Unto the woman he said, I will greatly multiply thy sorrow and thy conception; in sorrow thou shalt bring forth children; and thy desire shall be to thy husband, and he shall rule over thee.
And unto Adam he said, Because thou hast hearkened unto the voice of thy wife, and hast eaten of the tree, of which I commanded thee, saying, Thou shalt not eat of it: cursed is the ground for thy sake; in sorrow shalt thou eat of it all the days of thy life;
Thorns also and thistles shall it bring forth to thee; and thou shalt eat the herb of the field;
In the sweat of thy face shalt thou eat bread, till thou return unto the ground; for out of it wast thou taken: for dust thou art, and unto dust shalt thou return.
(Genesis 1:14-19)

Dürer's engraving depicts the last moment of innocence, just moments before the history of mankind and the world begins with a curse. It is thus apt that it should also stand at the beginning of this catalogue, all the more so as it touches on many themes which occupied Klaus Hegewisch as a collector: the position of mankind in the world, the beauty of the human body, the erotic attraction and tension between man and woman, the representation of the creatures of the earth, and - implicit in the story of Adam and Eve - the origin of suffering and death.

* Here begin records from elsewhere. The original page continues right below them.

PR #271, opened 2017-12-13
Batch by batch migration

Mecharyry:
### Problem
The migration from the v1 database to the v2 database can be stopped at any point if the system runs out of resources. This can currently leave the migration process in an inconsistent state because we process in steps e.g. move files and then move the data.

### Solution
Perform the migration in batches, where the migration of a batch is performed in a transaction. If the transaction never completes the changes will be rolled back leaving the databases in a consistent state.

### DIFF
--- a/library/src/main/java/com/novoda/downloadmanager/VersionOneToVersionTwoMigrator.java
+++ b/library/src/main/java/com/novoda/downloadmanager/VersionOneToVersionTwoMigrator.java
@@ -14,7 +14,8 @@ class VersionOneToVersionTwoMigrator implements Migrator {
     private static final String TAG = "V1 to V2 migrator";
 
     private static final int RANDOMLY_CHOSEN_BUFFER_SIZE_THAT_SEEMS_TO_WORK = 4096;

The present impression of the second state, before Dürer added a crack in the bark of the tree below Adam's armpit in the third, final state, is remarkable for the rich contrasts with which it is printed. Formally, the darkness of the shadows and the background add to the three-dimensionality of the bodies, while also heightening the drama of this seemingly peaceful, yet all-decisive biblical scene.
The first state of this print, before the correction of the number 5 on the tablet, survives in a single impression at the Museum Otto Schäfer in Schweinfurt.